_EXERCISE DESCRIPTION_: What lines of the data hold the string "tiny"? Copy them all.

Stored data entries
PR #1887, opened 2026-06-23
feat(#1885): prove loki4j appender fail-open under load + drop metric + Grafana panel

### LINKED ISSUE #1885: log-export #2 (loki4j): prove fail-open under load + drop metric + Grafana panel
Second bit of #1831, depends on #1873 (loki4j appender — MERGED via #1878).

The appender is configured async/drop-on-backpressure; this sub-issue PROVES and instruments it so a Loki outage can never wedge the request path.

## Scope
- **Prove fail-open under load:** demonstrate (test/bench) that with Loki slow/unreachable, log volume is dropped (not blocked) and request latency is unaffected. Confirm the loki4j buffer/backpressure settings actually drop rather than block when full.
- **Drop metric:** surface a `*_dropped_total` (or loki4j's own emitted metrics) through AppMetrics/MetricGuard with bounded labels, per the instrument-new-functionality rule. So we can alert if logs are silently being dropped.
- **Grafana panel:** add/extend a panel under deploy/grafana/dashboards/ targeting the series actually emitted (grep api/src — don't author from a design catalog), per the metrics-need-a-dashboard rule. CI gate: grafana-terraform.

## Validation
Scala + Grafana TF. `mill __.test` + `mill scalafmtCheckAll`; grafana-terraform lint must pass. Relates to #1831.

sameerparekh:
Fixes #1885. Relates to #1831 (log export epic).

The #1873 loki4j appender ships API logs to Grafana Cloud Loki and is configured async / drop-on-backpressure. This sub-issue **proves** that fail-open behaviour under load and **instruments** the drops so a Loki outage silently shedding logs becomes alertable.

## Architectural grounding
loki4j is fail-open **by construction**: `AsyncBufferPipeline.append()` only enqueues to an in-memory buffer and returns immediately — it never does network I/O on the calling (request) thread. When the bounded `sendQueueMaxBytes` queue fills (Loki slow/unreachable, background sender backed up), the encoder flips `acceptNewEvents=false` and subsequent appends are **DROPPED**, never blocked. So request latency is structurally immune to a Loki outage.

### 1. Prove fail-open (`LokiAppenderFailOpenSpec`)
Drives a real `MeteredLoki4jAppender` at a `ServerSocket` that accepts the TCP connection but never responds (a black-hole Loki, worst case for a sync client), with a tiny send queue. Asserts:
- the appender **sheds** events (its drop counter climbs) — backpressure resolves to DROP, not block;
- **200k appends finish in <5s** while Loki is unreachable — a blocking/sync appender would stall on the per-batch timeout effectively forever. This is the regression guard against anyone wrapping it in a blocking appender or flipping the queue to block-on-full.

### 2. Drop metric (`loki_logs_dropped_total`)
- `MeteredLoki4jAppender`: a **zero-behaviour** subclass that re-exports loki4j's own `droppedEventsCount()` accessor. No Micrometer bridge — loki4j's Micrometer metrics publish to a different registry than the `zio.metrics` Prometheus one behind `GET /metrics`; the appender's own `AtomicLong` is the same number with none of the machinery. `logback.xml` swaps the LOKI appender `class=` to it (wire/log-path transparent).
- `LokiDropMetrics`: a `forkDaemon` poller (mirrors `DbPoolMetrics`/`RouterPresenceMetrics`) that diffs the appender's cumulative drop count each tick into `loki_logs_dropped_total` via `MetricGuard`. **Unlabelled** (appender-wide count; any per-mac/route label would breach the §4 cardinality firewall). No-ops on local/test where the appender is absent — same `GRAFANA_CLOUD_LOKI_URL` gate as the appender, no duplicated env check.
- `LokiDropMetricsSpec` pins the delta logic (accumulates positive deltas, ignores flat/non-increasing readings) end-to-end through the real Prometheus publisher.

### 3. Grafana panel
A "Loki log shipping drops" panel on `api-self-metrics.json` targeting the **actually-emitted** series (`sum(rate(loki_logs_dropped_total[5m]))`), thresholded to flag any sustained non-zero rate. Per the metrics-need-a-dashboard rule.

## Validation
- `mill api.test` — full module green (the two new specs + cardinality-guard + self-metrics suites pass).
- `mill scalafmtCheckAll` (scalafmt --check) clean.
- Dashboard JSON parses (`python3 -m json.tool`); only `infra/grafana` is fmt/validate-gated by `grafana-terraform`, untouched here.

### DIFF
--- a/api/resources/logback.xml
+++ b/api/resources/logback.xml
@@ -27,17 +27,26 @@
 
     Fail-open by construction (hard requirement — Loki being slow/down must NEVER
     wedge the request path):
-      - Loki4jAppender is asynchronous by design: the calling (request) thread
-        only enqueues; an internal background thread batches and sends. Do NOT
-        wrap it in an AsyncAppender — it is already async.
+      - The appender is asynchronous by design: the calling (request) thread only
+        enqueues; an internal background thread batches and sends. Do NOT wrap it
+        in an AsyncAppender — it is already async.
       - <batch> bounds the in-memory send queue with <sendQueueMaxBytes>. When
         the queue is full (Loki slow/unreachable and the background sender backs
         up), incoming events are DROPPED, never blocked — drop-on-backpressure.
       - <drainOnStop>false</drainOnStop> so JVM shutdown is never held waiting on
         Loki to drain.
       - <http><requestTimeoutMs> caps each send on the background thread.
-    (Load-proven backpressure + a drop metric + a Grafana panel are the #1831
-    sub-#2 follow-up, intentionally out of scope here.)
+    #1885 PROVED this fail-open behaviour under load (LokiAppenderFailOpenSpec:
+    with Loki stalled and a tiny send queue, the calling thread keeps appending at
+    full speed while the appender sheds events) and INSTRUMENTED the drops:
+
+      - The class below is MeteredLoki4jAppender, a zero-behaviour subclass of
+        loki4j's Loki4jAppender that re-exports the appender's own cumulative
+        dropped-events counter (the AtomicLong loki4j bumps every time the bounded
+        send queue rejects an event). LokiDropMetrics polls it into the
+        `loki_logs_dropped_total` Prometheus counter (GET /metrics), so a Loki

_ANSWER TO THIS PROBLEM_:
Drives a real `MeteredLoki4jAppender` at a `ServerSocket` that accepts the TCP connection but never responds (a black-hole Loki, worst case for a sync client), with a tiny send queue. Asserts:
+    with Loki stalled and a tiny send queue, the calling thread keeps appending at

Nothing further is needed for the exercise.